The airport has provoked several disputes of the inhabitants of the urban centers of Quinto di Treviso and Treviso given by low-altitude flights, as well as the proximity to the protected area of the Regional Natural Park of the Sile River. Several committees against the airport have been formed, and questions have been posed by civil organizations, including Legambiente.

==Overview==
The airport stands 18 m above sea level. The runway direction is 07/25 with an asphalt surface 2420 m long and 45 m wide. The new terminal was opened in 2007. It was named after Antonio Canova, a famous Italian sculptor.

In December 2020, Ryanair announced it would open a new base at the airport consisting of 18 new routes in addition to several existing ones.
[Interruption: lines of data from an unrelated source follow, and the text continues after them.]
PR #1129, opened 2025-10-21
Fix UTF-16 autocompletion

### LINKED ISSUE #52: A method what is named with an encoding what is different from `Encoding.default_external` causes crash
1. input `define_method "a".encode(Encoding::UTF_16) do end` and Enter on UTF-8 terminal env
1. press Tab
1. crash

alexanderadam:
fixes #52

**PS:** I'm looking for a new adventure in case anybody is looking to hire or work with a Ruby/Rails/Crystal dev

### DIFF
--- a/lib/irb/completion.rb
+++ b/lib/irb/completion.rb
@@ -275,7 +275,7 @@ module IRB
           nil
         else
           sym = $1
-          candidates = Symbol.all_symbols.collect do |s|
+          candidates = Symbol.all_symbols.filter_map do |s|
             s.inspect
           rescue EncodingError
             # ignore
@@ -453,6 +453,13 @@ module IRB
         else
           candidates = (bind.eval_methods | bind.eval_private_methods | bind.local_variables | bind.eval_instance_variables | bind.eval_class_constants).collect{|m| m.to_s}
           candidates |= RubyLex::RESERVED_WORDS.map(&:to_s)
+
+          target_encoding = Encoding.default_external
+          candidates = candidates.compact.filter_map do |candidate|
+            candidate.encoding == target_encoding ? candidate : candidate.encode(target_encoding)
+          rescue EncodingError
+            nil
+          end
           candidates.grep(/^#{Regexp.quote(input)}/).sort
         end
       end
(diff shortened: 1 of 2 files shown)


lib/irb/completion.rb
```diff
@@ -453,16 +453,30 @@ def retrieve_completion_data(input, bind:, doc_namespace:)
...
       end
     end
 
     # Set of available operators in Ruby
     Operators = %w[% & * ** + - / < << <= <=> == === =~ > >= >> [] []= ^ ! != !~]
 
+    def safe_grep(candidates, pattern)
+      target_encoding = Encoding.default_external
+      candidates.filter_map do |candidate|
+        next unless candidate
```
tompng: I think this part is not needed because all candidate passed to `safe_grep` are converted to string with `.collect{|m| m.to_s}`

lib/irb/completion.rb
```diff
@@ -453,16 +453,30 @@ def retrieve_completion_data(input, bind:, doc_namespace:)
...
+
+        converted = candidate.encoding == target_encoding ? candidate : candidate.encode(target_encoding)
```
tompng: Encoding conversion is more than safe-grep. I think this method should only do safe grep (`match?` and `rescue`) for simplicity.

Encoding conversion is already done in line 205.
```ruby
def completion_candidates(preposing, target, postposing, bind:)
  ...
  completion_data = retrieve_completion_data(target, bind: bind, doc_namespace: false).compact.filter_map do |i|
    i.encode(Encoding.default_external)
  rescue Encoding::UndefinedConversionError
    # If the string cannot be converted, we just ignore it
    nil
  end
  ...
end
```

lib/irb/completion.rb
alexanderadam: I was surprised as well but without this  the tests fail on TruffleRuby (compare the builds on the two commits in this PR).

It's working on every other platform though. 🤔
Or was I missing a bit here or misunderstanding something?

/CC @eregon

lib/irb/completion.rb
```diff
@@ -453,16 +453,30 @@ def retrieve_completion_data(input, bind:, doc_namespace:)
...
+
+        converted if pattern.match?(converted)
+      rescue Encoding::UndefinedConversionError, Encoding::InvalidByteSequenceError, Encoding::CompatibilityError, EncodingError
```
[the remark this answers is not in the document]
alexanderadam: Ah, that absolutely makes sense! Thank you so much! :pray:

==Airlines and destinations==

The following airlines operate regular scheduled and charter flights at Treviso Airport:

| Airlines | Destinations |
|---|---|
| Dan Air | Seasonal: Bacău |
| Ryanair | Alicante, Beauvais, Birmingham, Brussels-Charleroi, Bucharest–Otopeni, Budapest, Eindhoven, Gdańsk, Katowice, Kraków (ends 24 October 2026), London–Luton (ends 21 October 2026), Madrid, Málaga (ends 24 October 2026), Malta, Marrakesh, Marseille, Palma de Mallorca, Porto, Prague, Riga, Santander, Seville, Sofia, Tenerife–South, Thessaloniki (ends 24 October 2026), Tirana, Toulouse, Valencia, Vienna, Vilnius, Warsaw–Modlin, Wrocław Seasonal: Amman–Queen Alia, Chania, Corfu, Crotone, East Midlands, Kos, Menorca, Poznań |
| Wizz Air | Bucharest–Otopeni, Iași, Suceava, Tirana Seasonal: Timișoara |

==Ground transportation==

===Road===
The airport has four parking areas. Three are long-term car parks with a total of 564 places. In front of the terminal building there are an additional 50 parking spaces for short term parking.

===Bus===
A public bus service, operated by Mobilità di Marca, connects the airport with the railway station (the Treviso Centrale railway station) in the centre of Treviso. Another bus service, connecting with flights for Wizzair and Ryanair, operated by BARZI BUS SERVICE, reaches Venice in 40 minutes by highway. Since October 2024, an additional shuttle service operated by Flibco, in collaboration with Barzi Service, connects Treviso Airport directly with Mestre (railway station) and Venezia Tronchetto. The route offers up to 15 daily departures with schedules aligned to flight arrivals and departures. Tickets can be purchased online or via the Flibco mobile app. Further coach connections are available from the airport or from the city center of Treviso. Daily coach service operated by DRD to Ljubljana (Slovenia) via Venice Marco Polo Airport (Venice) and Friuli Venezia Giulia Airport (Trieste) A public bus vice versa service from Treviso to Padua, route 101, is operated by Mobilità di Marca.